Several datasets and APIs were used in the app's development. The software used the Edamam API for real-time nutrient calculations and the Kaggle Nutrition Dataset for food and calorie tracking. The Google Fit API enabled real-time data integration from wearable devices and enabled physical activity and hydration tracking. A classification algorithm that forecasts deficiencies depending on user inputs was created using the World Health Organization's nutrient deficiency dataset. To provide accurate calorie calculations, predictions of vitamin deficiencies, and tailored exercise suggestions, machine learning algorithms were used.

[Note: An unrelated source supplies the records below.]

PR #2375, opened 2020-09-08
Email field

falkodev:
# Email field

## Content

- Backend validation
- Frontend style

## How to test

- In a3-demo, add this to `product/index.js`:

```js
// in `fields/add object`
    email: {
        type: 'email'
      }
```

- `npm run dev`
- go to a product or create one, and try to add a wrong email address, and then a valid one

### DIFF
--- a/modules/@apostrophecms/schema/index.js
+++ b/modules/@apostrophecms/schema/index.js
@@ -468,6 +468,27 @@ module.exports = {
     });
 
     self.addFieldType({
+      name: 'email',
+      vueComponent: 'AposInputString',
+      convert: function (req, field, data, object) {
+        object[field.name] = self.apos.launder.string(data[field.name], undefined, field.min, field.max);
+        if (!data[field.name].length) {
+          if (field.required) {
+            throw self.apos.error('required');
+          }
+        } else {
+          // regex source: https://emailregex.com/
+          // eslint-disable-next-line no-useless-escape
+          const matches = data[field.name].match(/^(([^<>()\[\]\\.,;:\s@"]+(\.[^<>()\[\]\\.,;:\s@"]+)*)|(".+"))@((\[[0-9]{1,3}\.[0-9]{1,3}\.[0-9]{1,3}\.[0-9]{1,3}])|(([a-zA-Z\-0-9]+\.)+[a-zA-Z]{2,}))$/);
+          if (!matches) {
+            throw self.apos.error('invalid');
+          }
+        }
+        object[field.name] = data[field.name];
+      }
+    });
+
+    self.addFieldType({
       name: 'color',
       convert: async function (req, field, data, object) {
         const test = self.apos.launder.string(data[field.name]);
--- a/modules/@apostrophecms/schema/index.js
+++ b/modules/@apostrophecms/schema/index.js
@@ -478,8 +478,7 @@ module.exports = {
           }
         } else {
           // regex source: https://emailregex.com/
-          // eslint-disable-next-line no-useless-escape
-          const matches = data[field.name].match(/^(([^<>()\[\]\\.,;:\s@"]+(\.[^<>()\[\]\\.,;:\s@"]+)*)|(".+"))@((\[[0-9]{1,3}\.[0-9]{1,3}\.[0-9]{1,3}\.[0-9]{1,3}])|(([a-zA-Z\-0-9]+\.)+[a-zA-Z]{2,}))$/);
+          const matches = data[field.name].match(/^(([^<>()[\]\\.,;:\s@"]+(\.[^<>()[\]\\.,;:\s@"]+)*)|(".+"))@((\[[0-9]{1,3}\.[0-9]{1,3}\.[0-9]{1,3}\.[0-9]{1,3}])|(([a-zA-Z\-0-9]+\.)+[a-zA-Z]{2,}))$/);
           if (!matches) {
             throw self.apos.error('invalid');
           }
--- a/modules/@apostrophecms/schema/ui/apos/components/AposInputString.vue
+++ b/modules/@apostrophecms/schema/ui/apos/components/AposInputString.vue
@@ -97,6 +97,7 @@ export default {
         }
       }
       if (this.field.type === 'email') {
+        // regex source: https://emailregex.com/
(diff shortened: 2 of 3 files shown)


modules/@apostrophecms/schema/index.js
```diff
@@ -467,6 +467,27 @@ module.exports = {
...
+      vueComponent: 'AposInputString',
+      convert: function (req, field, data, object) {
+        object[field.name] = self.apos.launder.string(data[field.name], undefined, field.min, field.max);
+        if (!data[field.name].length) {
+          if (field.required) {
+            throw self.apos.error('required');
+          }
+        } else {
+          // regex source: https://emailregex.com/
+          // eslint-disable-next-line no-useless-escape
```
abea, line 481: This "useless-escapes" should be fixable rather than disabling the linter.

modules/@apostrophecms/schema/ui/apos/components/AposInputString.vue
```diff
@@ -96,6 +96,12 @@ export default {
           return 'max';
         }
       }
+      if (this.field.type === 'email') {
+        const matches = value.match(/^(([^<>()\[\]\\.,;:\s@"]+(\.[^<>()\[\]\\.,;:\s@"]+)*)|(".+"))@((\[[0-9]{1,3}\.[0-9]{1,3}\.[0-9]{1,3}\.[0-9]{1,3}])|(([a-zA-Z\-0-9]+\.)+[a-zA-Z]{2,}))$/);
```
abea, line 100: Let's note where the regex came from here as well.

modules/@apostrophecms/schema/index.js
abea, line 481: This "useless-escapes" should be fixable rather than disabling the linter.

abea (changes requested):

modules/@apostrophecms/schema/index.js
```diff
@@ -467,6 +467,27 @@ module.exports = {
       }
     });
 
+    self.addFieldType({
+      name: 'email',
+      vueComponent: 'AposInputString',
+      convert: function (req, field, data, object) {
+        object[field.name] = self.apos.launder.string(data[field.name], undefined, field.min, field.max);
```
stuartromanek, line 474: what do `min` and `max` do for an email field? Should these be shut out to the developer?

abea: `min` could have a purpose, but not a big one. Good point. They aren't hurting, but aren't doing a lot either. If we remove them we just need to make a note to include that in the docs. There's a space in our main 3.0 how-to Notion doc where that could go.

falkodev: I used the code from 2.x that used `min`  and `max`.

modules/@apostrophecms/schema/index.js
falkodev: I used the code from 2.x, event. I remember a conversation with Tom about it when I tried to adapt the regex to the linter. We agreed to keep the ignore rule instead of modifying the regex.

modules/@apostrophecms/schema/ui/apos/components/AposInputString.vue
falkodev: Done

modules/@apostrophecms/schema/index.js
boutell: As I recall this lint just plain wasn't right, the regexp did not cooperate.

boutell: (When modified to please lint.)

modules/@apostrophecms/schema/index.js
boutell: I see a value for `max`. It's not unreasonable to side-eye an 1800 character email address.

stuartromanek: `max` could be reasonable i guess, but `min` is really dictated by the possible domain/tld combinations

modules/@apostrophecms/schema/index.js
abea: I don't think it's wrong. It's reacting to `[^<>()\[\]\\.,;:\s@"]`, which is excluding all the characters in that set. The closing bracket in the middle (`/]`) needs to be escaped to not end the set, but the opening bracket is inside the set (`[]`) so it's interpreted as the actual bracket character.

Changing it to `/^(([^<>()[\]\\.,;:\s@"]+(\.[^<>()[\]\\.,;:\s@"]+)*)|(".+"))@((\[[0-9]{1,3}\.[0-9]{1,3}\.[0-9]{1,3}\.[0-9]{1,3}])|(([a-zA-Z\-0-9]+\.)+[a-zA-Z]{2,}))$/` resolves the linter error and does the same thing.

modules/@apostrophecms/schema/index.js
abea: It seems like this is a case where the options don't hurt. At worst, they are not useful very often, but might occasionally be appreciated. I vote to leave them until we have a good case for removing.

modules/@apostrophecms/schema/ui/apos/components/AposInputString.vue
abea: This isn't checked by eslint for some reason, but could be updated to match the passing pattern from the other instance. 

`/^(([^<>()[\]\\.,;:\s@"]+(\.[^<>()[\]\\.,;:\s@"]+)*)|(".+"))@((\[[0-9]{1,3}\.[0-9]{1,3}\.[0-9]{1,3}\.[0-9]{1,3}])|(([a-zA-Z\-0-9]+\.)+[a-zA-Z]{2,}))$/`

abea (changes requested):

modules/@apostrophecms/schema/index.js
falkodev: Done on front and back. Seems to work as expected during my tests.

boutell (approved):

modules/@apostrophecms/schema/index.js
stuartromanek: ¯\_(ツ)_/¯

abea (approved):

The application's backend architecture was created to effectively handle real-time data and incorporate machine learning algorithms. With features like meal recording, hydration tracking, and actionable recommendation generation, the frontend interface guarantees an easy-to-use experience. Pilot tests, user input, and performance indicators were used to assess the app's capabilities and show how it could improve health outcomes. High user satisfaction was found in the initial testing, and nutritional awareness and activity tracking adherence significantly improved.
By integrating several features into a single platform, the "Health Buddy" software distinguishes itself by providing a comprehensive approach to health monitoring. By giving users information on their food habits, degree of activity, and other health hazards, it enables them to make well-informed decisions regarding their health. In addition to discussing strategies for future improvements, such as integrating artificial intelligence for personalized health advice and expanding language support to serve a global audience, this paper highlights the difficulties faced during development, such as data integration and protecting user privacy.
The "Health Buddy" app raises the bar for health tracking apps by utilizing technology and machine intelligence. It illustrates how mobile platforms can successfully address important public health issues and encourage healthier living. The results of this study highlight how crucial it is to combine technology and medical knowledge to develop effective answers to contemporary health issues
Keywords: Health monitoring, nutrient tracking, calorie prediction, hydration reminders, machine learning.